A lightweight web-based sandbox for analyzing websites and domains.
SneakyScope fetches a page in a sandbox, enriches with WHOIS/GeoIP, and runs a unified **Rules Engine** (YAML + function rules) against scripts, forms, and text. Results are saved per-run and rendered with analyst-friendly tables, severity badges, and tags. Results are saved at time of analysis per run so you have a point in time result that doesn't change.

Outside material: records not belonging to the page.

PR #210, opened 2018-12-01
[BUGFIX] Conversion from Set2List omits ListItem klabels

ehildenb:


ehildenb:
@dwightguth I've added tests for converters between `Set` and `List` for the Java backend. It seems that prior to this the Java backend's variants of these were never tested. This was uncovered when I went to execute the VMTests on KEVM so that I could compare performance to the new Haskell backend and realized that the Java backend actually doesn't pass any tests because of this bug!

The last commit I am not very happy with. I found no way to make a compact set of changes which make `list2set` behave correctly, in fact I even had to add the singleton list case to `domains.k` directly! I think it's troubling that I cannot have a similar change to `list2set` that I had to `set2list` to get it working, so there must be something going on with the underlying data-structures that I am not aware of.

k-distribution/include/builtin/domains.k
```diff
@@ -273,7 +273,7 @@ module COLLECTIONS
 
   syntax List ::= Set2List(Set) [function, hook(SET.set2list)]
   syntax Set ::= List2Set(List) [function, functional, hook(SET.list2set)]
-
+  rule List2Set(ListItem(E) LS) => SetItem(E)
```
daejunpark: I don't understand this rule. Could you explain?

ehildenb: @daejunpark it's as confusing to me as it is to you. Without this line, the function `List2Set(ListItem(1))` remains unevaluated. Remove the line then build K then run `make -j6` in k-distribution/tests/builtins/collections to reproduce.

daejunpark: what will happen if you replace `LS` with `.List`?

ehildenb:
@daejunpark and @dwightguth, my understanding is this: The `set2list` functions worked OK by adding the `wrapListItem` for the resulting elements because `BuiltinSet` extends `AssociativeCommutativeCollection`, which provides a well-behaved `baseTerms()` accessor which `getKComponents` takes advantage of.

`BuiltList` does not extend said class, and so has no `baseTerms()` accessor. Moreover, the `getKComponents` accessor seems to have poor behavior. I think the only "correct" fix to this is to make an `AssociativeCollection` class, which `AssociativeCommutativeCollection` extends, and then have `BuiltinList` extend that.

As far as I can tell, the `BuiltinList` is also treated specially because it's used for KList? Not sure.

I'm not happy with this sequence of changes to make everything work, especially (1) the addition to `domains.k`, and (2) the additional `if` statement in `singleton` before the assertion. But every change is necessary for the added tests to pass.

k-distribution/include/builtin/domains.k
ehildenb: No, with `.List` it does not work.

ehildenb:
@dwightguth this should be ready for review. The singleton case has to be dealt with on its own, which is why `list2set` had to be lifted to work over `Term` instead of `BuiltinList` as we discussed.

dwightguth (approved):

PR #1755, opened 2021-01-19
Fix warnings

### LINKED ISSUE #1758: [Bug] wrong warning for HOLE in contexts
```
context alias [foo]: HERE
    requires isFoo(HOLE)
/home/radu/work/k/k-distribution/bin/kompile --syntax-module TEST --backend llvm  test.k -d .
[Warning] Compiler: Variable 'HOLE' defined but not used. Prefix variable name
with underscore if this is intentional.
	Source(/home/radu/work/k/k-distribution/tests/regression-new/context-alias-3/./test.k)
	Location(7,20,7,24)
```
dwight.guth  01:07
HOLE in contexts and context aliases and HERE in context aliases should probably be ignored for the purposes of this check

radumereuta:
Fixing some of the warnings from the integration tests.
Fixes: #1758
There are still a few issues that are not being handled here.
- [Warning] Compiler: Found syntax declaration in proof module. This will not be visible from the main module.
  I will leave these messages for kprove fixes
- I added a few issues to the haskell backend with missing location information on some warnings
- #1760 not being handled by this PR either - waiting for feedback there


kernel/src/main/java/org/kframework/compile/checks/CheckAnonymous.java
```diff
@@ -94,11 +94,12 @@ public void check(Sentence s) {
                     if (s instanceof ContextAlias && entry.getElement().equals("HERE")) {
                         continue;
                     }
-                    if (s instanceof Context && entry.getElement().equals("HOLE")) {
+                    if (s instanceof Context || s instanceof ContextAlias && entry.getElement().equals("HOLE")) {
```
dwightguth: parentheses here please

dwightguth (changes requested):
looks quite good. I had one minor suggestion.

dwightguth (approved):

PR #1763, opened 2021-01-23
map-symbolic-tests-haskell: Run tests in parallel

### LINKED ISSUE #1748: [Bug] regression tests not parallel are slow
Recently have been added a new set of tests which have the option:
```
# There are too many memory-intensive tests to run in parallel.
.NOTPARALLEL:
```
https://github.com/kframework/k/blob/master/k-distribution/tests/regression-new/map-symbolic-tests-haskell/Makefile#L2

I run the integration tests a lot and this makes it really slow for my workflow.

Is there an option to disable parallelization only on jenkins?
@ttuegel said there are some problems with some of the machines.

I can comment that line out, but doing so each time I switch to a new branch is just going to be frustrating and error-prone.

ttuegel:
Fixes #1748.


ttuegel:
I set my workstation to trigger a build on this branch every six hours, so we should get plenty of logs to examine.

ttuegel:
Because I am very clever, I forgot that, in order to automatically push commits, I have to actually be at my desk to enter my password. Still, I can kick off a new build periodically.

radumereuta:
What's very interesting is that it's java that runs out of memory:
`java.lang.OutOfMemoryError: GC overhead limit exceeded`
Does this pass if run with the new `kx` as the default script?

ehildenb:
Can we try increasing the max heap size available to kserver when running the test-suite.

Something like `export K_OPTS=--Xmx16G` before launching kserver (play with the 16G amount, that may be high).

Change either in the pom.xml (more permanent), or on the Jenkinsfile.

Maybe this can be set to only run on `mvn verify` or directly the `make`? This depends on the number of threads, so maybe it's Jenkins specific.

Let's test just by modifying the Jenkinsfile first, and see if it fixes it.

ttuegel:
We were already setting `-Xmx8G` for the K tutorial tests. I moved that setting earlier in the Jenkinsfile so that it applies to the regular test suite, too.

ttuegel:
I'm now getting consistent failures in the tutorial tests, and I have no idea why.

dwightguth (approved):

ehildenb (approved):

PR #1769, opened 2021-01-28
Adding error message for malformed bracket productions

### LINKED ISSUE #1764: Check that the bracket attribute is used correctly
Productions with `bracket` attribute have to:

-  Be productions with a single non-terminal.
-  Have a return sort the same as the non-terminal sort.

Are allowed to be parametric (in which case you need to check that the parameter sorts are the same).

No restrictions on terminals in the production.

radumereuta:
Fixes: #1764
Cleaned up some dead code also

### DIFF
--- a/k-distribution/tests/regression-new/checks/checkBracket.k
+++ b/k-distribution/tests/regression-new/checks/checkBracket.k
@@ -1,0 +1,10 @@
+module CHECKBRACKET-SYNTAX
+  syntax {A} A ::= "(" A ")" [bracket]
+  syntax Exp ::= "(" Exp ")" [bracket]
+  syntax Exp ::= "(" Exp Exp ")" [bracket]
+endmodule
+
+module CHECKBRACKET
+  imports CHECKBRACKET-SYNTAX
+
+endmodule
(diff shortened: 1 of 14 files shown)


radumereuta:
The tests failed because of `regression-new/parse-c`:
```
  syntax DirectDeclarator ::= Identifier
                            | "(" Declarator ")" [bracket]
```
Apparently, there are legitimate uses of `bracket` even when the inner sort is different from the production sort.
The problem is they break typing.
Thoughts?

k-distribution/tests/regression-new/checks/checkBracket.k
```diff
@@ -0,0 +1,10 @@
+module CHECKBRACKET-SYNTAX
+  syntax {A} A ::= "(" A ")" [bracket]
+  syntax Exp ::= "(" Exp ")" [bracket]
+  syntax Exp ::= "(" Exp Exp ")" [bracket]
+endmodule
```
ehildenb: Please also add some examples of bracket productions that are ill-formed in the following ways:

-   The thing inside the bracket is a subsort of the final sort.
-   The thing inside the bracket is a supersort of the final sort.
-   The thing inside the bracket is an unrelated sort to the final sort.

Also add these tests which should not be errors:

-  The bracket is not a surrounding production like above, but some weird left only, right only, or mixed operator. Add a few of these.
-  The bracket is not traditional bracket characters like `(` or `[`, but something ilke `%`.

dwightguth (approved):
lgtm

Issue #1333, opened 2020-06-11
Low overhead for `kprove` (call `kompile` ahead of time)


denis-bogdanas:
File `demo.k`
```
module DEMO
  imports DOMAINS
  configuration <k> .K </k>
endmodule

module EXTENDED
  imports DEMO
  configuration <extended> <k/> </extended>
endmodule
```

File `extended-bad-module-spec.k`
```
requires "demo.k"

module VERIFICATION-DEMO
    imports DEMO
endmodule

module VERIFICATION-EXTENDED
    imports EXTENDED
    imports VERIFICATION-DEMO
endmodule

module EXTENDED-BAD-MODULE-SPEC
    imports VERIFICATION-EXTENDED

    rule <k> .K => ?_ </k>
endmodule
```
File `Makefile`
```
DEF=extended
EXT=test
TESTDIR=.
KOMPILE_BACKEND=haskell
KPROVE_FLAGS=--def-module VERIFICATION-DEMO

export KOMPILE_BACKEND
export KPROVE_FLAGS

include ../../../include/kframework/ktest.mak
```

ehildenb:
@denis-bogdanas we need more information on how to reproduce. Is this a `kompile` time error? And what is the error message? What do you expect to happen.

I see you opened the PR with the test, but please just post that info here.

denis-bogdanas:
We have a spec that imports `VERIFICATION-EXTENDED`, which imports `VERIFICATION-DEMO`. And kprove argument is `--def-module VERIFICATION-DEMO` instead of `--def-module VERIFICATION-EXTENDED`. The 2 verification modules have different configuration.

I expect an error telling that `--def-module` argument is incorrect, because the definition top cell is different from the spec rule top cell.

Current output:
```
java.lang.AssertionError: Unexpected non-rule claim syntax KItem ::= Cell
     [exec] 	at org.kframework.backend.kore.ModuleToKORE.convertSpecificationModule(ModuleToKORE.java:845)
```

This is low priority.

dwightguth:
the entire way definitions are constructed in the kprove frontend is nasty, and it's the reason for this type of problem. We need to have a serious discussion about how to change the way the kprove and kompile interact, which will probably introduce breaking changes to how specs are written, but I don't see a better option.

denis-bogdanas:
[...]

PR #1778, opened 2021-02-02
Changes to `kompile` and `kprove` to allow standalone installations

### LINKED ISSUE #1754: Investigate improving ship-abilitly of K definitions
Motivation
----------

Packaging K definitions is somewhat difficult right now, which is exasperated by the fact that many of K's functionalities require (i) an install of K, an (ii) a `*-kompiled` directory that we can point at. This makes it hard to install standalone semantics as tools, except for those specific tools that are compiled to binaries directly with the LLVM backend.

Proposals
-------------

This is brainstorming ideas for improving this situation, not necessarily concrete proposals about what to do.

- Serialize entire `*-kompiled` directory into a single file which can be unpacked into the correct place.
- Support generating runner scripts which wrap `krun ....` and `kprove ....` with the correct arguments like `--directory ...` already applied to them for each semantics.
- Produce standalone binaries for the kompiled definition with Haskell backend (build the definition.kore into the ELF file?).
- Provide a way to package K directly into other packages (so KEVM would come with its own local K install in the users installation directory). This is space-intensive, but avoids the problem where a user has to first download the K deb file and install it, then can download and install the KEVM deb file.

ehildenb:
Fixes #1754 

The goal is to be able to have a standalone semantics installation which bundles the correct version of K with it. This is already possible for concrete backends, but it's important that the frontend that is bundled not attempt to write to the `*-kompiled` directories (because it will be in an unwriteable location).

Changes needed are:

-   Parse cache is not writeable (`cache.bin`)

### DIFF
--- a/kernel/src/main/java/org/kframework/kprove/ProofDefinitionBuilder.java
+++ b/kernel/src/main/java/org/kframework/kprove/ProofDefinitionBuilder.java
@@ -56,7 +56,7 @@ public class ProofDefinitionBuilder {
      * @param specModuleName Module containing specifications to prove
      */
     public Tuple2<Definition, Module> build(File specFile, String defModuleName, String specModuleName) {
-        return build(specFile, defModuleName, specModuleName, true);
+        return build(specFile, defModuleName, specModuleName, false);
     }
 
     public Tuple2<Definition, Module> build(File specFile, String defModuleName, String specModuleName, boolean readOnlyCache) {
--- a/kernel/src/main/java/org/kframework/kprove/ProofDefinitionBuilder.java
+++ b/kernel/src/main/java/org/kframework/kprove/ProofDefinitionBuilder.java
@@ -56,6 +56,10 @@ public class ProofDefinitionBuilder {
      * @param specModuleName Module containing specifications to prove
      */
     public Tuple2<Definition, Module> build(File specFile, String defModuleName, String specModuleName) {
+        return build(specFile, defModuleName, specModuleName, true);
+    }
+
+    public Tuple2<Definition, Module> build(File specFile, String defModuleName, String specModuleName, boolean updateCaches) {
         String defModuleNameUpdated =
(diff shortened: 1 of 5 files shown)


radumereuta (commented):
I'm neutral on this one.
Would this still be a problem if we fix #1333?
Can you also add some references in the code to this issue?
There is a lot of code for just one specific scenario. Having some references to the motivation in the code could be helpful in the future.

ehildenb:
@radumereuta most of the code change is just a refactoring of the NumberSentences step in kompilation to be IO pure, which I think is arguably a good thing anyway.

The only things added specifically for this are the checks about whether we should update the cache or not (just if statements around those steps).

So I guess I'm surprised to see you say "a lot of code", because there is really very little new code here.

And this wouldn't be a problem if we fix #1333, but that doesn't really matter to me, because that has been de-prioritized for whatever reasons.

radumereuta:
You are right, there isn't a lot of new code because you moved it around, but the diff is not small either.
I'm reiterating my first statement. I'm neutral on this one. Should be properly fixed when we overhaul kprove.
Ask for my review again when tests pass.

ehildenb:
I've pulled out the NumberSentence refactor because it doesn't seem to cause problems, and willl amke this diff smaller: https://github.com/kframework/k/pull/1787

radumereuta (approved):

kernel/src/main/java/org/kframework/kprove/ProofDefinitionBuilder.java
```diff
@@ -56,14 +56,18 @@ public ProofDefinitionBuilder(CompiledDefinition compiledDefinition, Backend bac
      * @param specModuleName Module containing specifications to prove
      */
     public Tuple2<Definition, Module> build(File specFile, String defModuleName, String specModuleName) {
+        return build(specFile, defModuleName, specModuleName, true);
+    }
```
ehildenb:
```suggestion
        return build(specFile, defModuleName, specModuleName, false);
    }
```

PR #1784, opened 2021-02-02
fix bison generation bug when nonterminal has no productions

dwightguth:
Basically, we were accidentally inserting a production from epsilon to every sort that didn't have any productions. This comes about because I misunderstood the syntax of Bison. The PR should fix this and thus no longer emit these spurious bison rules. I have tested that this fixes the memory exhuastion bug in Algorand and substantially reduces the number of conflicts in definitions with nonterminals that have no productions.


ehildenb (approved):
LGTM. If there is a reasonable test you can add, please add it before adding automerge, otherwise feel free to automerge.

PR #1792, opened 2021-02-04
Fix auto delete files when krun --dry-run

### LINKED ISSUE #1775: [Bug] krun - dry-run option does not save intermediate files
K Version: 95b467bdfceb61e51c67b9d4a3f11d7698c9ac86

`krun --dry-run` prints the command that would be used to run the backend, but it deletes the temporary files that the backend would use!

radumereuta:
Fixes: #1775
Weird thing, there are two input files after execution, even though the extra file is in `tempFiles`, so it should have been deleted.

I also moved the sort information for each config variable into a single file to avoid leftovers when recompiling a definition w/o removing *-kompiled directory. Less clutter and fewer issues in krun.


ehildenb:
@radumereuta is surprised that `input_file` continues to exist after the execution, he only expects `expanded_input_file` to exist.

radumereuta:
Apparently, slash in bash removes prefixes, not entire elements and this resulted in `tempFiles` getting corrupted.

dwightguth (approved):

PR #1803, opened 2021-02-09
Handle parametric productions correctly

### LINKED ISSUE #1780: [Bug] ModuleToKore should handle parametric productions correctly
This is an intermediate step in trying to fix #1415.
After fixing:
```
lazy val productionsForSort: Map[SortHead, Set[Production]] =
    productions
      .filter(prd => !prd.isSortVariable(prd.sort)) // line added
      .groupBy(_.sort.head)
      .map { case (l, ps) => (l, ps) }
```
things started to crash in ModuleToKore.java, specifically 'no junk' and  'no confusion different constructors' axiom generation don't take into consideration parameters and it results in `key not found exception`.

I will post more questions here when I find more issues.

radumereuta:
Fixes: #1780
The problem was that ModuleToKore didn't take into consideration parameters when generating axioms for constructors:
- constructors that return a parameter are not supported and should not be included in any of the axioms
- modified `convertParams` to take a list of parameters instead of a single one
- *no confusion different constructors* didn't handle parameters at all
- added `production.renameParams(prefix:String, suffix:String):Production` to aid with renaming parameters inside a production. If we generate axioms that contain two or more parametric productions we risk having accidental name collisions.
- *no junk axiom* had the same issue with not handling parameters at all

This is not necessarily blocking the implementation of parametric functions but by the time I realized it the work was almost done and it's worth merging in.


k-distribution/tests/regression-new/issue-1803-paramProds/Makefile
```diff
@@ -0,0 +1,3 @@
+KOMPILE_BACKEND?=haskell
+
+include ../../../include/kframework/ktest-fail.mak
```
dwightguth: I don't understand this test. You're importing ktest-fail, so it's supposed to not kompile, but the output file doesn't show any error. That seems like a bug to me. We should never output nothing if compilation fails.

dwightguth (commented):
I'd like to get Tom's opinion, but this code feels messy to me, particularly the way renaming of sort variables is happening. If the functionality that we're modifying doesn't work yet anyway, I'd rather we just leave this alone for now and come back later, because we have no idea what we might decide later about parametric constructors.

k-distribution/tests/regression-new/issue-1803-paramProds/Makefile
radumereuta: I copied the files from another test. I wanted to check that it kompiles correctly, with no errors or warnings.

ttuegel:
I thought we decided to postpone supporting parametric constructors at all. To support parametric constructors, we will have to decide how (or whether) to handle constructors that are less parametric than their sort (generalized algebraic data types). As far as I can tell, this pull request doesn't attempt to solve that problem, so from my perspective it's still incomplete.

PR #1804, opened 2021-02-09
Krun config sorts in single file

radumereuta:
This is to clean up a bit the *-kompiled directory.

I'm using Visual Studio Code for running and debugging bash, so I added it to gitignore also.


dwightguth (changes requested):
declare -A will not work on Mac OS.

dwightguth (approved):

PR #1809, opened 2021-02-11
Re-enable Arch Build

### LINKED ISSUE #1805: Re-enable Arch Linux
The Arch dockerfile is failing to build, because of some change in the Arch upstream signing keys. Somehow this needs to be fixed, because it's blocking K releases.

ehildenb:
Fixes: #1805


sskeirik:
According to [this StackOverflow answer from 02/11/2021](https://serverfault.com/questions/1052963/pacman-doesnt-work-in-docker-image/1053273#1053273), there is a problem where the latest versions of Arch Linux depend on a newer glibc which now requires new Linux kernel features that older host distros (like Ubuntu) don't support.

What distro is running our CI servers?

If you look at the other answer on the page, there appears to a kludgy solution that gets around this where the host is able to somehow ignore this problem --- I'm not sure if it is worth it to do that though.

ehildenb:
Evidence it works: https://office.runtimeverification.com/jenkins/blue/organizations/jenkins/k/detail/PR-1809/11/

dwightguth (approved):

PR #1812, opened 2021-02-13
Keep #Or patterns which appear only on the RHS of a rewrite

### LINKED ISSUE #1789: [Bug] [kompile] - Broken #Or translation to kore in function equation
K Version
---------

```sh
$ kompile --version
RV-K version 1.0-SNAPSHOT
Git revision: c305b58
Git branch: master
Build date: Sat Jan 30 02:51:41 EET 2021
```

Description
-----------

Rule whose right-hand-side consist of an `#Or` expression replaces the entire RHS with a variable during translation.

Input Files
-----------

tmp.k
```k
module TMP
  imports INT

  syntax Int ::= split(Int)  [function, functional]

  rule  split(V:Int)
        =>
          (
            (
              {true #Equals (V >=Int 0)}
              #And V
            )
            #Or
            (
              {false #Equals (V >=Int 0)}
              #And (V +Int 1)
            )
          )
    [label(xyzzy)]

endmodule
```

Reproduction Steps
------------------

```sh
$ kompile --backend haskell tmp.k
```

The `xyzzy` rule above is translated to the following, which replaces the entire right-hand side with a variable.
```kore
  axiom{R} \implies{R} (
    \and{R}(
      \top{R}(),
      \and{R} (
          \in{SortInt{}, R} (
            X0:SortInt{},
            VarV:SortInt{}
          ),
          \top{R} ()
        )),
    \and{R} (
      \equals{SortInt{},R} (
        Lblsplit'LParUndsRParUnds'TMP'Unds'Int'Unds'Int{}(X0:SortInt{}),
        Var'Unds'0:SortInt{}),
      \top{R}()))
```

Expected Behavior
-----------------

The RHS should be translated to Kore instead of being replaced with a variable.

radumereuta:
Fixes: #1789
@dwightguth please pay extra attention to this PR. I followed the instructions in the issue, but I don't fully understand all the implications behind the reasoning.


k-distribution/tests/regression-new/issue-1789-rhsOr/1.test
```diff
@@ -0,0 +1 @@
+1
```
ehildenb: Can we add a test for `0` as well, to make sure the `split` is working as intended @radumereuta ?

dwightguth:
This seems needlessly complicated to me. Shouldn't it be sufficient to just not call apply in the KRewrite overload of applp inside transform?

ehildenb:
Let's make sure we have a test which exercises the `#Or` above a `=>` case, something like this:

```
rule <k> a => b ... </k>
     <foo> bar #Or baz </foo>
```

We want this to become `(bar #Or baz) #as X`, to make it executable for the LLVM backend.

But we don't want the rewrite itself to split (`#Or` pushed through the `=>`).

dwightguth (approved):

k-distribution/tests/regression-new/issue-1789-rhsOr/haskell/0.test.out
```diff
@@ -0,0 +1,3 @@
+<k>
+  0 ~> .
+</k>
```
ehildenb: Sorry, we should instead use `-2` instead of `0`, so that we can test that both sides of the `#Or` are tested in the `split`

> Repo: [https://git.sneakygeek.net/ptarrant/SneakyScope](https://git.sneakygeek.net/ptarrant/SneakyScope)
> Status: **Private** (may become public later)

---

## 🚀 Features

### Unified Detection (Rules Engine)

* **Regex rules from YAML** + **function rules in code** for context-aware checks.
* PASS/FAIL per rule with **reason**, **severity** (`low|medium|high`), and **tags**.
* **Per-script matches**:

  * Inline scripts → run regex rules on the code.
  * External scripts → run function rules with structured facts (`src`, hostnames, etc.).
* **Page-level overview**: complete PASS/FAIL tables by category (`script`, `form`, `text`).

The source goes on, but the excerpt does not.